* PROBLEM TO WORK ON *
Extract all of the entries and set them down verbatim.

* RECORDS SHOWN *
⟨

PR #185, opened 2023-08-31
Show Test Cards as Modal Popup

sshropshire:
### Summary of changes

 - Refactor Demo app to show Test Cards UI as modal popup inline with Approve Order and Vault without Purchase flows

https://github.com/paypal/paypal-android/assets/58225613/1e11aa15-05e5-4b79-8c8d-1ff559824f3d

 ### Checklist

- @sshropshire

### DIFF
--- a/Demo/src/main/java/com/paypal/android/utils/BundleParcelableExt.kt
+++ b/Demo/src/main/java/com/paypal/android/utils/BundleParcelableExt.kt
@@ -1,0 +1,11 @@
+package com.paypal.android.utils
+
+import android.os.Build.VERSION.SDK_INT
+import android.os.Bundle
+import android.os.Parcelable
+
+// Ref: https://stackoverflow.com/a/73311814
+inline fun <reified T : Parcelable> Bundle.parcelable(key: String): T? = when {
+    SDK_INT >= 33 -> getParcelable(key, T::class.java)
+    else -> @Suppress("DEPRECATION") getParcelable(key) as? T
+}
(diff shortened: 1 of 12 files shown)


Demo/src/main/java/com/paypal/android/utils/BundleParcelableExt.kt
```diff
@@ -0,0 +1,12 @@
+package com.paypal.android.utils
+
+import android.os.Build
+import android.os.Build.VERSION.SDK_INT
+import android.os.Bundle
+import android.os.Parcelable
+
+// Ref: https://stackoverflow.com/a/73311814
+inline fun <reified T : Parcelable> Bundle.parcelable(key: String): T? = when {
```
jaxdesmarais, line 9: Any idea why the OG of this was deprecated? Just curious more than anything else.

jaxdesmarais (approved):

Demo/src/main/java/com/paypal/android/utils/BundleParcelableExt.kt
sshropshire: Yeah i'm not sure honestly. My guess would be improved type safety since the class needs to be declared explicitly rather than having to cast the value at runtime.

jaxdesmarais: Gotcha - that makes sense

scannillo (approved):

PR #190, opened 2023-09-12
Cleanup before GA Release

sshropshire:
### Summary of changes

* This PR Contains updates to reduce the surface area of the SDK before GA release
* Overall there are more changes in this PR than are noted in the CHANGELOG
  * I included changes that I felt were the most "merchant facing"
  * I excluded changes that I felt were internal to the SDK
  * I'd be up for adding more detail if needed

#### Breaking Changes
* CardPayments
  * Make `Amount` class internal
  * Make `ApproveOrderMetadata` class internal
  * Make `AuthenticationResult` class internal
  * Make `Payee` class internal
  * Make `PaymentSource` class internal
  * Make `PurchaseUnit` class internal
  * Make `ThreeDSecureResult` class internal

⟩

* RESULT OF THIS TASK *
PR #185, opened 2023-08-31
Show Test Cards as Modal Popup

sshropshire:
### Summary of changes

 - Refactor Demo app to show Test Cards UI as modal popup inline with Approve Order and Vault without Purchase flows

https://github.com/paypal/paypal-android/assets/58225613/1e11aa15-05e5-4b79-8c8d-1ff559824f3d

 ### Checklist

- @sshropshire

### DIFF
--- a/Demo/src/main/java/com/paypal/android/utils/BundleParcelableExt.kt
+++ b/Demo/src/main/java/com/paypal/android/utils/BundleParcelableExt.kt
@@ -1,0 +1,11 @@
+package com.paypal.android.utils
+
+import android.os.Build.VERSION.SDK_INT
+import android.os.Bundle
+import android.os.Parcelable
+
+// Ref: https://stackoverflow.com/a/73311814
+inline fun <reified T : Parcelable> Bundle.parcelable(key: String): T? = when {
+    SDK_INT >= 33 -> getParcelable(key, T::class.java)
+    else -> @Suppress("DEPRECATION") getParcelable(key) as? T
+}
(diff shortened: 1 of 12 files shown)


Demo/src/main/java/com/paypal/android/utils/BundleParcelableExt.kt
```diff
@@ -0,0 +1,12 @@
+package com.paypal.android.utils
+
+import android.os.Build
+import android.os.Build.VERSION.SDK_INT
+import android.os.Bundle
+import android.os.Parcelable
+
+// Ref: https://stackoverflow.com/a/73311814
+inline fun <reified T : Parcelable> Bundle.parcelable(key: String): T? = when {
```
jaxdesmarais, line 9: Any idea why the OG of this was deprecated? Just curious more than anything else.

jaxdesmarais (approved):

Demo/src/main/java/com/paypal/android/utils/BundleParcelableExt.kt
sshropshire: Yeah i'm not sure honestly. My guess would be improved type safety since the class needs to be declared explicitly rather than having to cast the value at runtime.

jaxdesmarais: Gotcha - that makes sense

scannillo (approved):

PR #190, opened 2023-09-12
Cleanup before GA Release

sshropshire:
### Summary of changes

* This PR Contains updates to reduce the surface area of the SDK before GA release
* Overall there are more changes in this PR than are noted in the CHANGELOG
  * I included changes that I felt were the most "merchant facing"
  * I excluded changes that I felt were internal to the SDK
  * I'd be up for adding more detail if needed

#### Breaking Changes
* CardPayments
  * Make `Amount` class internal
  * Make `ApproveOrderMetadata` class internal
  * Make `AuthenticationResult` class internal
  * Make `Payee` class internal
  * Make `PaymentSource` class internal
  * Make `PurchaseUnit` class internal
  * Make `ThreeDSecureResult` class internal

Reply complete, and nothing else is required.